The lawsuit was forged by a police training firm.

Ava DuVernay Michael Buckner/Variety/REX/Shutterstock

Ava DuVernay and Netflix have emerged victorious as a judge has dismissed a defamation lawsuit brought against them by the John E. Reid police training firm. The suit stemmed from the portrayal of the “Reid Technique” in DuVernay’s award-winning four-part “When They See Us” series, which centered on five Latino and Black teenagers who were wrongfully accused of assaulting and raping a woman in New York City in 1989, as well as the story of their subsequent exoneration.

According to Variety, John E. Reid and Associates filed the lawsuit last fall after alleging that “When They See Us” had falsely portrayed their interrogating technique. In the show, a prosecutor refers to the “Reid Technique” after accusing an NYPD detective of unlawfully coercing a confession from the Central Park Five.

“You squeezed statements out of them after 42 hours of questioning and coercing, without food, bathroom breaks, withholding parental supervision,” the character says in the show. “The Reid Technique has been universally rejected.”

John E. Reid claimed that this was a defamatory portrayal and denied that the method was “universally rejected.” However, Judge Manish S. Shah ruled on Monday (March 23) that the series’ depiction of the method was protected under the First Amendment, finding the show’s portrayal of “Reid Technique” to be “loose and hyperbolic.”

“‘Universally’ is hyperbolic and the prosecutor cannot be taken literally to assert that all intelligent life in the known universe has rejected the technique — which means his statement is an imprecise, overwrought exclamation,” Shah wrote in his ruling. “The statement was also made by a fictionalized character, during a fictionalized conversation… And while labeling something ‘fictitious’ will not insulate it from a defamation action… placing non-verifiable hyperbole in the mouth of a fictionalized character with an ax to grind provides a few layers of protection from civil damages for defamation.”

Shah ruled in favor of DuVernay and Netflix on Monday (March 23) and dismissed the suit.

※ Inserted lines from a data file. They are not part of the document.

PR #1258, opened 2020-07-07
UsdSkelCache instancing support

ablev-dwa:
### Description of Change(s)

Small changes to allow UsdSkelCache to operate on an instanceable SkelRoot. There are matching changes to UsdSkelBakeSkinning to prevent it from attempting to bake skinning on an instance proxy below an instanceable SkelRoot, with notes to implement this later (or not? this could be a pandora's box of managing de-instancing).

Additional changes to UsdSkelImaging stop the Hydra adapter from populating if a Skeleton or SkelRoot is an instance, instance proxy, or master. UsdSkelImaging currently doesn't support instancing with UsdSkel, so this just stops it from trying, failing, and flooding error messages into the terminal.

### DIFF
--- a/pxr/usd/usdSkel/bakeSkinning.cpp
+++ b/pxr/usd/usdSkel/bakeSkinning.cpp
@@ -2259,9 +2259,16 @@ UsdSkelBakeSkinning(const UsdSkelCache& skelCache,
     // Get the stage from the first valid binding.
     UsdStagePtr stage;
     for (const auto& binding : parms.bindings) {
-        if (binding.GetSkeleton()) {
+        if (!stage && binding.GetSkeleton()) {
             stage = binding.GetSkeleton().GetPrim().GetStage();
-            break;
+        }
+        for (const auto& query: binding.GetSkinningTargets()) {
+            if (query.GetPrim().IsInstance() || query.GetPrim().IsInstanceProxy()) {
+                // TODO: support BakeSkinning for instances
+                TF_WARN("[UsdSkelBakeSkinning] Cannot bake skinning for instanced SkinningQuery <%s>\n",
+                        query.GetPrim().GetPath().GetText());
+                return false;
+            }
         }
     }
     if (!stage) {
@@ -2424,6 +2431,12 @@ UsdSkelBakeSkinning(const UsdPrimRange& range, const GfInterval& interval)
     for (auto it = range.begin(); it != range.end(); ++it) {
         if (it->IsA<UsdSkelRoot>()) {
 
+            if (it->IsInstance() || it->IsInstanceProxy()) {
+                // TODO: support BakeSkinning for instances
+                TF_WARN("[UsdSkelBakeSkinning] Cannot bake skinning for instanced SkelRoot <%s>\n",
+                        it->GetPath().GetText());
+            }
+
             TF_DEBUG(USDSKEL_BAKESKINNING).Msg(
                 "[UsdSkelBakeSkinning] Populating cache for <%s>\n",
                 it->GetPath().GetText());
@@ -2455,6 +2468,13 @@ UsdSkelBakeSkinning(const UsdPrimRange& range, const GfInterval& interval)
 bool
 UsdSkelBakeSkinning(const UsdSkelRoot& skelRoot, const GfInterval& interval)
 {
+    if (skelRoot.GetPrim().IsInstance() || skelRoot.GetPrim().IsInstanceProxy()) {
+        // TODO: support BakeSkinning for instances
+        TF_WARN("[UsdSkelBakeSkinning] Cannot bake skinning for instanced SkelRoot <%s>\n",
+                skelRoot.GetPrim().GetPath().GetText());
+        return false;
+    }
+
     UsdSkelBakeSkinningParms parms;
     // Backwards-compatibility: do not save during skinning.
     parms.saveLayers = false;
--- a/pxr/usd/usdSkel/bakeSkinning.cpp
+++ b/pxr/usd/usdSkel/bakeSkinning.cpp
@@ -2265,7 +2265,8 @@ UsdSkelBakeSkinning(const UsdSkelCache& skelCache,
         for (const auto& query: binding.GetSkinningTargets()) {
             if (query.GetPrim().IsInstance() || query.GetPrim().IsInstanceProxy()) {
                 // TODO: support BakeSkinning for instances
-                TF_WARN("[UsdSkelBakeSkinning] Cannot bake skinning for instanced SkinningQuery <%s>\n",
+                TF_WARN("[UsdSkelBakeSkinning] Cannot bake skinning "
+                        "for instanced SkinningQuery <%s>\n",
                         query.GetPrim().GetPath().GetText());
                 return false;
             }
@@ -2433,8 +2434,10 @@ UsdSkelBakeSkinning(const UsdPrimRange& range, const GfInterval& interval)
 
             if (it->IsInstance() || it->IsInstanceProxy()) {
                 // TODO: support BakeSkinning for instances
-                TF_WARN("[UsdSkelBakeSkinning] Cannot bake skinning for instanced SkelRoot <%s>\n",
+                TF_WARN("[UsdSkelBakeSkinning] Cannot bake skinning for "
+                        "instanced SkelRoot <%s>\n",
                         it->GetPath().GetText());
+                return false;
             }
 
             TF_DEBUG(USDSKEL_BAKESKINNING).Msg(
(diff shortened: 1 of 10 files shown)


jtran56:
Filed as internal issue #USD-6206.

pxr/usd/usdSkel/bakeSkinning.cpp
```diff
@@ -2259,9 +2259,16 @@ UsdSkelBakeSkinning(const UsdSkelCache& skelCache,
...
     for (const auto& binding : parms.bindings) {
-        if (binding.GetSkeleton()) {
+        if (!stage && binding.GetSkeleton()) {
             stage = binding.GetSkeleton().GetPrim().GetStage();
-            break;
+        }
+        for (const auto& query: binding.GetSkinningTargets()) {
+            if (query.GetPrim().IsInstance() || query.GetPrim().IsInstanceProxy()) {
+                // TODO: support BakeSkinning for instances
+                TF_WARN("[UsdSkelBakeSkinning] Cannot bake skinning for instanced SkinningQuery <%s>\n",
```
c64kernal: Please break line up so that it fits in 80-columns

pxr/usd/usdSkel/bakeSkinning.cpp
```diff
@@ -2424,6 +2431,12 @@ UsdSkelBakeSkinning(const UsdPrimRange& range, const GfInterval& interval)
     for (auto it = range.begin(); it != range.end(); ++it) {
         if (it->IsA<UsdSkelRoot>()) {
 
+            if (it->IsInstance() || it->IsInstanceProxy()) {
+                // TODO: support BakeSkinning for instances
+                TF_WARN("[UsdSkelBakeSkinning] Cannot bake skinning for instanced SkelRoot <%s>\n",
```
c64kernal: Same here -- we try to have a limit of 80 characters per line.

pxr/usd/usdSkel/bakeSkinning.cpp
```diff
@@ -2455,6 +2468,13 @@ UsdSkelBakeSkinning(const UsdPrimRange& range, const GfInterval& interval)
 bool
 UsdSkelBakeSkinning(const UsdSkelRoot& skelRoot, const GfInterval& interval)
 {
+    if (skelRoot.GetPrim().IsInstance() || skelRoot.GetPrim().IsInstanceProxy()) {
+        // TODO: support BakeSkinning for instances
+        TF_WARN("[UsdSkelBakeSkinning] Cannot bake skinning for instanced SkelRoot <%s>\n",
```
c64kernal: 80 column limit here too

pxr/usd/usdSkel/cache.cpp
```diff
@@ -138,11 +138,8 @@ UsdSkelCache::ComputeSkelBindings(const UsdSkelRoot& skelRoot,
     // This is done to handle inherited skel:skeleton bindings.
 
     std::vector<UsdSkelSkeleton> skelStack(1);
-    
-    // TODO: Consider traversing instance proxies at this point.
-    // But when doing so, must ensure that UsdSkelBakeSkinning, et.al.,
-    // take instancing into account.
-    const auto range = UsdPrimRange::PreAndPostVisit(skelRoot.GetPrim());
+
+    const auto range = UsdPrimRange::PreAndPostVisit(skelRoot.GetPrim(), UsdTraverseInstanceProxies());
```
c64kernal: Hey, @ablev-dwa -- we were thinking we should actually make this optional, e.g., changing the signature of this function to something like:

`ComputeSkelBindings(const UsdSkelRoot& skelRoot, std::vector<UsdSkelBinding>* bindings, bool traverseInstances=false)`

Note defaulting to false we think is important because there may be client code out there that would not expect to suddenly be traversing instance proxies, and also for clients (where for performance reasons) would not want to traverse the proxies.

Making this change might propagate to other parts of this change as well.

pxr/usd/usdSkel/cacheImpl.cpp
```diff
@@ -221,13 +221,9 @@ UsdSkel_CacheImpl::ReadScope::Populate(const UsdSkelRoot& root)
...
     std::vector<std::pair<_SkinningQueryKey,UsdPrim> > stack(1);
 
-    // TODO: Consider traversing instance proxies at this point.
-    // But when doing so, must ensure that UsdSkelBakeSkinning, et.al.,
-    // take instancing into account.
     const UsdPrimRange range =
         UsdPrimRange::PreAndPostVisit(root.GetPrim(),
-                                      UsdPrimDefaultPredicate);
-                                      // UsdTraverseInstanceProxies());
+                                      UsdTraverseInstanceProxies());
```
c64kernal: On line 259 below, in the case where we do traverse the proxies, we should update the key from 

`key.skel = skel.GetPrim()` 

to something like:
```
key.skel = skel.GetPrim();
if (key.skel.IsInstanceProxy()) {
   key.skel = key.skel.GetMaster();
}
```

pxr/usd/usdSkel/testenv/testUsdSkelCache.py
```diff
@@ -163,9 +159,9 @@ def test_InheritedSkeletonBinding(self):
...
         allBindings = cache.ComputeSkelBindings(root)
-        # Expecting two resolved bindings. This should *not* include bindings
-        # for any inactive skels.
-        self.assertEqual(len(allBindings), 2)
+        # Expecting three resolved bindings. This should *not* include bindings
+        # for any inactive skels, but does include instances
+        self.assertEqual(len(allBindings), 3)
 
         self.assertEqual(binding1.GetSkeleton().GetPrim(),
                          allBindings[0].GetSkeleton().GetPrim())
```
c64kernal: Thank you for updating the test!

pxr/usdImaging/usdSkelImaging/skelRootAdapter.cpp
```diff
@@ -63,6 +63,10 @@ UsdSkelImagingSkelRootAdapter::Populate(
     if(!TF_VERIFY(prim.IsA<UsdSkelRoot>())) {
         return SdfPath();
     }
+    if(prim.IsInstance() || prim.IsInstanceProxy() || prim.IsInMaster()) {
```
c64kernal: It might be simpler and faster to just check if instancerContext is non-null and bail out then.

pxr/usdImaging/usdSkelImaging/skeletonAdapter.cpp
```diff
@@ -141,6 +141,10 @@ UsdSkelImagingSkeletonAdapter::Populate(
     if(!TF_VERIFY(prim.IsA<UsdSkelSkeleton>())) {
         return SdfPath();
     }
+    if(prim.IsInstance() || prim.IsInstanceProxy() || prim.IsInMaster()) {
```
c64kernal: Same with this one, we can probably just check instancerContext?

c64kernal (commented):
Thanks so much for this great PR, @ablev-dwa.  I left review notes from me, @spiffmon, @tcauchois, and @sgustafso. Looking forward to the next iteration!

Thanks again,
George.

ablev-dwa:
Thanks @c64kernal I'll have an update for you next week.

pxr/usd/usdSkel/cache.cpp
sgustafso: Just to make things a little bit more flexible, I think instead of a bool traverseInstances, I would have this take a UsdPrimFlagsPredicate.

c64kernal:
Just a heads up @ablev-dwa -- we have some code in flight that might cause some conflicts in the files affected here. We can help resolve the conflicts, but just wanted to give you a heads up.

ablev-dwa:
No problem! Sorry I don't have an update you, I haven't been able to test my changes from these notes with Moonray yet due to some other issues taking precedence.

c64kernal:
Got it, no worries at all! Thanks Alan!

ablev-dwa:
Sorry for the delay, I've updated the PR. After thinking about the comments, it seemed to make more sense to have instancing support as a property of the cache itself, rather than piecemeal per SkelRoot, so I added an argument to the constructor. It also defaults to False, so the existing behavior of SkelCache is unchanged.

c64kernal:
Thanks so much @ablev-dwa -- looks great! we'll get this one merged into dev asap.

sgustafso:
Hey Alan, just to give you a heads up, we're close to adding a change that will allow UsdImaging to render instanced skels (albeit in an inefficient manner). As part of that, we've ended up making minor changes on top of your change to get this to play nice with UsdImaging. Specifically, we've stripped out the `_includeInstances` member, in favor of a `Usd_PrimFlagsPredicate` arg that is passed to UsdSkelCache::Populate, UsdSkelCache::ComputeSkelBinding, etc.
The reason for that change is that it allows us to utilize the predicate from the scene delegate (UsdImagingDelegate::_GetDisplayPredicate), and makes it a little easier to update state correctly when that predicate changes.

ablev-dwa:
Thanks @sgustafso ! That makes sense.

Another defamation lawsuit was launched against DuVernay and Netflix over the series last week. Former prosecutor Linda Fairstein alleged that “When They See Us” inaccurately portrayed her as a racist who masterminded the prosecution against the Central Park Five teens. According to Variety, Netflix said it will once against “vigorously defend” DuVernay and her groundbreaking series.